Aim of the exercise — Below are records that must be duplicated exactly.

Stored items —
PR #157, opened 2021-04-08
Covmodel arg bugfix: Always convert nugget to float

MuellerSeb:
This line of code generated an Error with `gstools==1.3.0rc2`:
```python
import gstools as gs
print(gs.Matern(nugget=0))
```
```bash
ValueError: Precision not allowed in integer format specifier
```

Reason: `nugget` was never converted to `float` internally and is stored as `int` (which is totally fine for all calculations), but the printing routine tries to format it as float.

This PR solves this problem and adds some minor additions:
- `rescale` was not setable after the model was instantiated: added `rescale.setter`
- `rescale` didn't show up in the `repr` string: fixed if rescale is not the default value
- `anis` and `angles` where always showing up also for isotropic and unrotated models: fixed

This means, the repr is the exact init sequence to create a model:
```python
from gstools import Matern
exec(f"m={Matern()}")
print(m)
```
```bash
Matern(dim=3, var=1.0, len_scale=1.0, nugget=0.0, nu=1.0)
```
The conditional repr looks like the following:
```python
from gstools import Matern
print(Matern(rescale=2))
print(Matern(anis=2))
print(Matern(angles=1))
print(Matern(rescale=2, anis=2, angles=1))
```
```bash
Matern(dim=3, var=1.0, len_scale=1.0, nugget=0.0, rescale=2.0, nu=1.0)
Matern(dim=3, var=1.0, len_scale=1.0, nugget=0.0, anis=[1.0, 2.0], nu=1.0)
Matern(dim=3, var=1.0, len_scale=1.0, nugget=0.0, angles=[1.0, 0.0, 0.0], nu=1.0)
Matern(dim=3, var=1.0, len_scale=1.0, nugget=0.0, anis=[1.0, 2.0], angles=[1.0, 0.0, 0.0], rescale=2.0, nu=1.0)
```

### DIFF
--- a/gstools/covmodel/tools.py
+++ b/gstools/covmodel/tools.py
@@ -576,11 +576,19 @@ def model_repr(model):  # pragma: no cover
     model : :any:`CovModel`
         The covariance model in use.
     """
-    opt_str = ""
+    if not np.isclose(model.rescale, model.default_rescale()):
+        opt_str = ", rescale={0:.{p}}".format(model.rescale, p=model._prec)
+    else:
+        opt_str = ""
     for opt in model.opt_arg:
-        opt_str += (
-            ", " + opt + "={0:.{1}}".format(getattr(model, opt), model._prec)
+        opt_str += ", {0}={1:.{p}}".format(
+            opt, getattr(model, opt), p=model._prec
         )
+    # only print anis and angles if model is anisotropic or rotated
+    ani = "" if model.is_isotropic else f", anis={list_format(model.anis, 3)}"
+    ang = (
+        f", angles={list_format(model.angles, 3)}" if model.do_rotation else ""
+    )
     if model.latlon:
         std_str = (
             "{0}(latlon={1}, var={2:.{p}}, len_scale={3:.{p}}, "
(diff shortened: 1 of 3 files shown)


gstools/covmodel/tools.py
```diff
@@ -576,11 +576,19 @@ def model_repr(model):  # pragma: no cover
...
-    opt_str = ""
+    if not np.isclose(model.rescale, model.default_rescale()):
+        opt_str = ", rescale={0:.{p}}".format(model.rescale, p=model._prec)
+    else:
+        opt_str = ""
     for opt in model.opt_arg:
-        opt_str += (
-            ", " + opt + "={0:.{1}}".format(getattr(model, opt), model._prec)
+        opt_str += ", {0}={1:.{p}}".format(
+            opt, getattr(model, opt), p=model._prec
```
LSchueler, line 585: I think
`opt_str += f", {opt}={getattr(model, opt):.{model._prec}}"`
looks much cleaner, f-strings WTF!

gstools/covmodel/tools.py
```diff
@@ -597,14 +605,14 @@ def model_repr(model):  # pragma: no cover
...
+            "nugget={4:.{p}}{5}{6}{7})".format(
                 model.name,
                 model.dim,
                 model.var,
                 model.len_scale,
                 model.nugget,
-                list_format(model.anis, 3),
-                list_format(model.angles, 3),
+                ani,
+                ang,
```
LSchueler, line 615: Hmm, not so sure about f-strings here... :laughing:

LSchueler (approved):
Funny little bug :-)
Thanks for taking a look it.
Check the f-strings and then you can happily merge!

gstools/covmodel/tools.py
MuellerSeb: You're right! f-strings FTW!

gstools/covmodel/tools.py
MuellerSeb: Done. Was worth the effort.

Response to this task —
PR #157, opened 2021-04-08
Covmodel arg bugfix: Always convert nugget to float

MuellerSeb:
This line of code generated an Error with `gstools==1.3.0rc2`:
```python
import gstools as gs
print(gs.Matern(nugget=0))
```
```bash
ValueError: Precision not allowed in integer format specifier
```

Reason: `nugget` was never converted to `float` internally and is stored as `int` (which is totally fine for all calculations), but the printing routine tries to format it as float.

This PR solves this problem and adds some minor additions:
- `rescale` was not setable after the model was instantiated: added `rescale.setter`
- `rescale` didn't show up in the `repr` string: fixed if rescale is not the default value
- `anis` and `angles` where always showing up also for isotropic and unrotated models: fixed

This means, the repr is the exact init sequence to create a model:
```python
from gstools import Matern
exec(f"m={Matern()}")
print(m)
```
```bash
Matern(dim=3, var=1.0, len_scale=1.0, nugget=0.0, nu=1.0)
```
The conditional repr looks like the following:
```python
from gstools import Matern
print(Matern(rescale=2))
print(Matern(anis=2))
print(Matern(angles=1))
print(Matern(rescale=2, anis=2, angles=1))
```
```bash
Matern(dim=3, var=1.0, len_scale=1.0, nugget=0.0, rescale=2.0, nu=1.0)
Matern(dim=3, var=1.0, len_scale=1.0, nugget=0.0, anis=[1.0, 2.0], nu=1.0)
Matern(dim=3, var=1.0, len_scale=1.0, nugget=0.0, angles=[1.0, 0.0, 0.0], nu=1.0)
Matern(dim=3, var=1.0, len_scale=1.0, nugget=0.0, anis=[1.0, 2.0], angles=[1.0, 0.0, 0.0], rescale=2.0, nu=1.0)
```

### DIFF
--- a/gstools/covmodel/tools.py
+++ b/gstools/covmodel/tools.py
@@ -576,11 +576,19 @@ def model_repr(model):  # pragma: no cover
     model : :any:`CovModel`
         The covariance model in use.
     """
-    opt_str = ""
+    if not np.isclose(model.rescale, model.default_rescale()):
+        opt_str = ", rescale={0:.{p}}".format(model.rescale, p=model._prec)
+    else:
+        opt_str = ""
     for opt in model.opt_arg:
-        opt_str += (
-            ", " + opt + "={0:.{1}}".format(getattr(model, opt), model._prec)
+        opt_str += ", {0}={1:.{p}}".format(
+            opt, getattr(model, opt), p=model._prec
         )
+    # only print anis and angles if model is anisotropic or rotated
+    ani = "" if model.is_isotropic else f", anis={list_format(model.anis, 3)}"
+    ang = (
+        f", angles={list_format(model.angles, 3)}" if model.do_rotation else ""
+    )
     if model.latlon:
         std_str = (
             "{0}(latlon={1}, var={2:.{p}}, len_scale={3:.{p}}, "
(diff shortened: 1 of 3 files shown)


gstools/covmodel/tools.py
```diff
@@ -576,11 +576,19 @@ def model_repr(model):  # pragma: no cover
...
-    opt_str = ""
+    if not np.isclose(model.rescale, model.default_rescale()):
+        opt_str = ", rescale={0:.{p}}".format(model.rescale, p=model._prec)
+    else:
+        opt_str = ""
     for opt in model.opt_arg:
-        opt_str += (
-            ", " + opt + "={0:.{1}}".format(getattr(model, opt), model._prec)
+        opt_str += ", {0}={1:.{p}}".format(
+            opt, getattr(model, opt), p=model._prec
```
LSchueler, line 585: I think
`opt_str += f", {opt}={getattr(model, opt):.{model._prec}}"`
looks much cleaner, f-strings WTF!

gstools/covmodel/tools.py
```diff
@@ -597,14 +605,14 @@ def model_repr(model):  # pragma: no cover
...
+            "nugget={4:.{p}}{5}{6}{7})".format(
                 model.name,
                 model.dim,
                 model.var,
                 model.len_scale,
                 model.nugget,
-                list_format(model.anis, 3),
-                list_format(model.angles, 3),
+                ani,
+                ang,
```
LSchueler, line 615: Hmm, not so sure about f-strings here... :laughing:

LSchueler (approved):
Funny little bug :-)
Thanks for taking a look it.
Check the f-strings and then you can happily merge!

gstools/covmodel/tools.py
MuellerSeb: You're right! f-strings FTW!

gstools/covmodel/tools.py
MuellerSeb: Done. Was worth the effort.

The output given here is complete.